Soudthichak's bent-toed gecko
- Conservation status: Least Concern (IUCN 3.1)

Scientific classification
- Kingdom: Animalia
- Phylum: Chordata
- Class: Reptilia
- Order: Squamata
- Suborder: Gekkota
- Family: Gekkonidae
- Genus: Cyrtodactylus
- Species: C. soudthichaki
- Binomial name: Cyrtodactylus soudthichaki Luu, Calame, T.Q. Nguyen, Bonkowski & Ziegler, 2015

= Soudthichak's bent-toed gecko =

- Genus: Cyrtodactylus
- Species: soudthichaki
- Authority: Luu, Calame, T.Q. Nguyen, Bonkowski & Ziegler, 2015
- Conservation status: LC

Species of lizard

Soudthichak's bent-toed gecko (Cyrtodactylus soudthichaki) is a species of lizard in the family Gekkonidae.
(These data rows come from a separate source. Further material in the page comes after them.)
PR #10283, opened 2026-05-14
[3.x] Fix file uploads hanging silently on network-level failures

### LINKED ISSUE #10281: File Upload makeRequest missing onerror handler causes silent hang on S3 upload network/CORS failures
### Livewire version

4.0

### Laravel version

v13.*

### PHP version

4.x

Chrome on Windows

##  Description
When uploading directly to S3 (`LIVEWIRE_TEMPORARY_FILE_UPLOAD_DISK=s3`), any network-level failure — including a non-existent bucket, missing CORS configuration, or dropped connection — causes the upload to hang indefinitely with no feedback. The livewire-upload-error event never fires, and the $wire.upload() error callback is never called.

## Root cause

In `makeRequest` (dist/livewire.js), the S3 XHR only registers two event listeners:

```JS
request.upload.addEventListener("progress", (e) => { ... });
request.addEventListener("load", () => { ... });
```

The load event only fires when the server returns a response. CORS failures, non-existent buckets, and network errors fire the error event instead — which has no handler. The error2 function that dispatches livewire-upload-error exists in the codebase but is never wired to `request.addEventListener("error", ...)` for the S3 upload path.

## Steps to reproduce

  1. Configure `LIVEWIRE_TEMPORARY_FILE_UPLOAD_DISK=s3` with an invalid or non-existent bucket name
  2. Use `$wire.upload()` or `wire:model` on a file input
  3. Select a file to upload

## Expected behavior

`livewire-upload-error` dispatches and/or the `$wire.upload()` error callback fires, allowing the UI to surface the failure to the user.

## Actual behavior

The upload silently hangs at 0% progress. No error event fires. No callback is called. The UI has no way to detect or report the failure.

##  Suggested fix

Add an error listener alongside the existing load listener in **makeRequest**:

```JS
request.addEventListener("error", () => {
    this.component.$wire.call("_uploadErrored", name, null, this.uploadBag.first(name).multiple);
});
```

Please see description for further info

_No response_

Please see description for further info

joshhanley:
# The Scenario

When uploading a file directly to S3, any network-level failure of the upload request causes the upload to hang indefinitely with no feedback. A missing CORS configuration on the bucket, a non-existent bucket, or a dropped connection all leave the loading state stuck on screen. `livewire-upload-error` never fires, the error callback is never called, and the user has no idea anything went wrong.

For example, with a bucket that has no CORS rule for the app's origin, selecting a file in the component below leaves "Uploading…" showing forever:

Screenshot 2026-05-14 at 06 08 33PM

```php
use Livewire\Component;
use Livewire\WithFileUploads;

class UploadPhoto extends Component
{
    use WithFileUploads;

    public $photo;

    public function render()
    {
        return <<<'HTML'
        <div>

            <div wire:loading wire:target="photo">Uploading…</div>

            <span>@error('photo') {{ $message }} @enderror</span>
        </div>
        HTML;
    }
}
```

# The Problem

`makeRequest()` in `js/features/supportFileUploads.js` registers only two listeners on the `XMLHttpRequest`:

```js
request.upload.addEventListener('progress', e => { /* ... */ })

request.addEventListener('load', () => { /* ... */ })
```

The `load` event only fires once an HTTP response is received, so it correctly handles S3 responding with a `4xx`/`5xx` status. But network-level failures, such as CORS blocks, DNS failures, and dropped connections, fire the `error` event instead, and there is no `error` listener. The request is left hanging, so the upload bag entry is never shifted, the loading state never clears, and neither `_uploadErrored` nor any callback runs.

Both `handleSignedUrl` (local `POST`) and `handleS3PreSignedUrl` (direct-to-S3 `PUT`) flow through `makeRequest`, so both are affected.

# The Solution

Add an `error` event listener to `makeRequest` that calls `_uploadErrored` with `null` errors:

```js
request.addEventListener('error', () => {
    this.component.$wire.call('_uploadErrored', name, null, this.uploadBag.first(name).multiple)
})
```

This mirrors the existing non-`2xx` branch of the `load` handler, which already calls `_uploadErrored` with `null` errors for any non-`422` response.

Because both upload paths share `makeRequest`, the single listener covers local and direct-to-S3 uploads alike.

Screenshot 2026-05-14 at 06 05 55PM

---

This was reported against v4, but the same `makeRequest` code exists on `3.x`, so the fix is being made here first and will be up-merged into v4.

Fixes #10281

### DIFF
--- a/js/features/supportFileUploads.js
+++ b/js/features/supportFileUploads.js
@@ -211,6 +211,10 @@ class UploadManager {
             this.component.$wire.call('_uploadErrored', name, errors, this.uploadBag.first(name).multiple)
         })
 
+        request.addEventListener('error', () => {
+            this.component.$wire.call('_uploadErrored', name, null, this.uploadBag.first(name).multiple)
+        })
+
         this.uploadBag.first(name).request = request
 
         request.send(formData)


calebporzio:
makes sense, thanks mate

The species is endemic to Laos.

==Etymology==
The specific name, soudthichaki, is in honor of Laotian conservationist Sisomphone Soudthichak.

==Geographic range==
C. soudthichaki is found in central Laos, in Khammouane Province.

==Habitat==
The preferred natural habitat of C. soudthichaki is forest, at altitudes of 150–170 m.

==Description==
Relatively small for its genus, C. soudthichaki may attain a snout-to-vent length (SVL) of 7 cm.

==Reproduction==
The mode of reproduction of C. soudthichaki is unknown.